Effect of LRP130 on coactivation and docking of PGC-1α. H2.35 cells stably depleted of LRP130 were used for the coactivation studies. Exogenous LRP130 was used to restore LRP130 where indicated. (A) LRP130 was cotransfected with PGC-1α and HNF-4α as indicated, and a multimerized AF-1-binding element reporter construct was used. (B) LRP130 was cotransfected with PGC-1α and FoxO1 3A (constitutively active mutant) as indicated. A multimerized IRS-1-binding element reporter construct was used. The dotted line represents reporter construct alone. No statistical difference was observed between reporter alone versus reporter plus transcription factor, or for LRP130 and PGC-1α plus reporter. (C) Assessment of interactions between LRP130 and FoxO1 or HNF4α. FoxO1 or HNF4α was ³⁵S-labeled and incubated with purified full-length S-tagged LRP130 protein. (D) Specific interaction of LRP130 with FoxO1 in liver and cells. (Top panel) Coimmunoprecipitation of LRP130 and FoxO1 from liver whole-cell extract showing dose effect of interaction. (Bottom panel) Coimmunoprecipitation from nuclear extract using H2.35 cells. (E) ChIP showing recruitment of LRP130 to the FoxO1-binding site in PGC-1α knockout (KO) primary hepatocytes. (Top panel) Radioactive ChIP processed by PhosphorImager. (F) ChIP in H2.35 cells stably depleted of LRP130 using an RNAi construct compared with a siControl cell line. The panels below indicate protein levels of PGC-1α and FoxO1 3A. Note, the upper specific band migrates in close proximity to the lower single-peak unreacted primer.
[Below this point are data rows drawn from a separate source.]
PR #724, opened 2020-03-03
android: fix app lifecycle monitoring with typed config

rebello95:
We should be registering the application for lifecycle callbacks in both the typed config and YAML config cases.

Related to https://github.com/lyft/envoy-mobile/pull/717/files.


rebello95:
Merging to fix master.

Experiments were performed in n ≥ 3 independent biological experiments.

Figure 7.

Effect of depletion of LRP130 in the hepatic fasting response in vivo. (A) Relative gene expression of several genes involved in energy homeostasis. Asterisks (*) indicate that statistical comparisons are made between siControl and siLRP130 in fasted animals. Number signs (#) indicate that statistical comparisons are made between siControl and siLRP130 in fed animals. (*) p < 0.05; (**) p < 0.01; (***) p < 0.001; (#) p < 0.05. Error bars represent standard deviation. (B) Comparison of glucose levels at 0, 12, and 24 h. (C) Comparison of hepatic glucose output as assessed by pyruvate tolerance test following a 16-h fast. (D) Immunoblot for AMPK, phosphorylated-AMPK (p-AMPK), and phosphorylated-acetyl CoA carboxylase (p-ACC) from the fasted animals analyzed in A. Two representative animals are shown.